Salary Negotiations Avoid Executive Compensation Time Bombs
Would you like to make sure that you don't miss out on thousands of dollars in salary and compensation bonuses?
Do you need a few negotiating tips to ensure that salary and benefits are set up in your favor?
Innocent-looking boilerplate documents when you're hired may contain compensation time bombs. They lie imbedded in your personnel file ticking away – then months later when you want to collect your bonus, or take a new job, they explode!
But, if you negotiate correctly at the start of your job, you can ensure that you get the maximum benefit at the end of it. Neglecting to understand these details or get them tightened up at the start can cost you tens of thousands of dollars in the end.

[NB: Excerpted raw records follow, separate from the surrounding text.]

PR #729, opened 2020-09-30
Specify policy configurations based on the registration authority

johanlundberg:
Allow the use of registration authorities in policy configuration.
This should work in the same way as for the policies written for specific SPs.

#### Example configuration

```python
"idp": {
    "policy": {
        "a-service-entity-id": {
            ...
        }
        "a-registration-authority-name": {
            "attribute_restrictions": {
                "givenName": None,
            },
        },
        "default": {
            ...
        }
    }
}
```

#### References

- SAML V2.0 Metadata Extensions for Registration and Publication Information Version 1.0
  https://docs.oasis-open.org/security/saml/Post2.0/saml-metadata-rpi/v1.0/cs01/saml-metadata-rpi-v1.0-cs01.html

### All Submissions:


src/saml2/assertion.py
```diff
@@ -276,162 +277,122 @@ def restriction_from_attribute_spec(attributes):
...
-    """ handles restrictions on assertions """
+    """Handles restrictions on assertions."""
 
-    def __init__(self, restrictions=None):
-        if restrictions:
-            self.compile(restrictions)
-        else:
-            self._restrictions = None
+    def __init__(self, restrictions=None, mds=None):
+        self.metadata_store = mds
```
c00kiemon5ter, line 327: Policy needs a metadata store to look up attributes (entity-categories, registration-authority, etc).

Previously `filter`, `restrict`, and `get_entity_categories` requested the metadata store (aka `mds`, `mdstore`) as a param. Now, the one that has been supplied during initialization is used.

src/saml2/assertion.py
```diff
@@ -276,162 +277,122 @@ def restriction_from_attribute_spec(attributes):
...
+            or self._restrictions.get("")
+        )
+        restrictions = (
+            sp_restrictions
+            if sp_restrictions is not None
+            else ra_restrictions
+            if ra_restrictions is not None
+            else default_restrictions
+            if default_restrictions is not None
+            else {}
```
c00kiemon5ter, line 371: Use the `sp_restrictions`, else the `ra_restrictions`, else the `default_restrictions`.

src/saml2/assertion.py
```diff
@@ -458,32 +419,67 @@ def get_fail_on_missing_requested(self, sp_entity_id):
...
+
+                        for attr in attrs:
+                            restrictions[attr] = None
+
+            return restrictions
 
-        return self.get("entity_categories", sp_entity_id, default={},
-                        post_func=post_entity_categories, **kwargs)
+        result1 = self.get("entity_categories", sp_entity_id, default={})
+        result2 = post_entity_categories(
```
c00kiemon5ter, line 476: this should be further refactored

c00kiemon5ter (approved):
I think this is fine now and we should go ahead and merge 👍 

@johanlundberg do have a look, and if you can test it, and let me know.

src/saml2/assertion.py
c00kiemon5ter: There are many changes, but this is the core of it.

To make this possible, the config module changed to build a Policy object with the metadata store. The metadata store must have been loaded beforehand.

Once the Policy object got a metadata-store object, the interfaces were refactored to remove the explicit param. The tests where then adjusted.

c00kiemon5ter:
There are some breaking change in this PR

- `saml2.config.Config.load` does not accept the `metadata_construction` param
- `saml2.config.Config.load_file` does not accept the `metadata_construction` param
- `saml2.assertion.Policy.restrict` does not accept the `metadata` param
- `saml2.assertion.Policy.filter` does not accept the `mdstore` param

johanlundberg:
@c00kiemon5ter I approve :) If I am able I will try it in our staging environment but don't let that stop you from merging this to master if I am slow.

johanlundberg:
This feature is now running in our staging environment and fixes the attribute release problem we had when trying to be compliant with  https://release-check.swamid.se/.

c00kiemon5ter:
> There are some **breaking changes** in this PR
> 
> * `saml2.config.Config.load` does not accept the `metadata_construction` param
> * `saml2.config.Config.load_file` does not accept the `metadata_construction` param
> * `saml2.assertion.Policy.restrict` does not accept the `metadata` param
> * `saml2.assertion.Policy.filter` does not accept the `mdstore` param

Instead of breaking the interfaces, warnings are generated. These will stay there for some time, until we remove them entirely.

PR #748, opened 2020-11-16
Fix test_33_identifier.py to avoid reuse of old test data files

brunato:
- If for any reason the dbm.dumb is used for saving subject.db
    data the following tests can fail because subject.db.dat and
    subject.db.dir are not removed. To avoid this additional deletes
    of test data files are added to setup_class().
  - Add also _tests/*.dir_, _tests/*.dat_, _tests/*.bak_ to .gitignore to
    prevent erroneous adding of test data to the repository
  - Use full_path() helper to create the test data files under tests/
  - Add py39 to tox.ini envlist
  - Add _.idea/_ to .gitignore
 

### All Submissions:

### DIFF
--- a/.gitignore
+++ b/.gitignore
@@ -7,6 +7,10 @@ example/*/modules/
 
 tests/*.log.*
 tests/*.db
+tests/*.dir
+tests/*.dat
+tests/*.bak
+
 
 eptid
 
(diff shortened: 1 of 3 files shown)


c00kiemon5ter:
Thank you @brunato !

Here are four "time bombs" and suggestions for defusing them.
1) Loosey-Goosey bonuses.
Companies will tell you that "based on past performance, you can expect performance bonuses in the X to Y range". Company-wide bonuses are hard to change, but bonuses directly tied to your or your department's performance can be significant. The key to cashing in on these bonuses is to define the parameters well. Ideally that will be done before your start date, but sometimes not. Sometimes you'll need to establish some baselines first. In that case, you can negotiate for a bonus with a ballpark value and fill in the details in the first 2-3 months on the job. The clearer the parameters, the better the chance you'll collect.
2) Vague Non-compete.
Companies fail because they can't get the right person in the right job. Non-compete agreements hinder that free enterprise and, more to the point, inhibit your ability to take a new job. If the fit is good, and you're compensated well, there's no reason to jump ship. It's to your advantage to be in the "Better Keep Me Happy" compensation game. See if you can avoid or diminish the applicability of a non-compete. Certainly do not agree to allow a non-compete to apply in the case of involuntary termination. If they are going to fire you, you should be able to work anywhere.
3) "Employment at Will"
Most states have employment at will [vs. right to work] legislation. It means they can fire you any time, and you can quit any time. As mentioned above, this job mobility is a critical element for an economy trying to stay competitive. Frequently you'll sign something letting you know this is the case. There's no harm in that, but it's a good thing to negotiate some severance compensation. If you can't get severance, sometimes you can negotiate notice! Ask that they give you several weeks notice; you'll continue working, but that will help you get a new job faster.
4) Forgivable Draws.
A draw is an "advance payment." Usually draws are advance payments debited against future commissions. That way if there's a long sales cycle, you get paid enough to live on while you're starting up. The time bomb here can be the repayment. Draws should be "forgivable." Create a statement clarifying that any advances paid are not considered personal debt. Sure, they can subtract them from future commissions, but if the job doesn't work out, you don't want to owe your soul to the company store.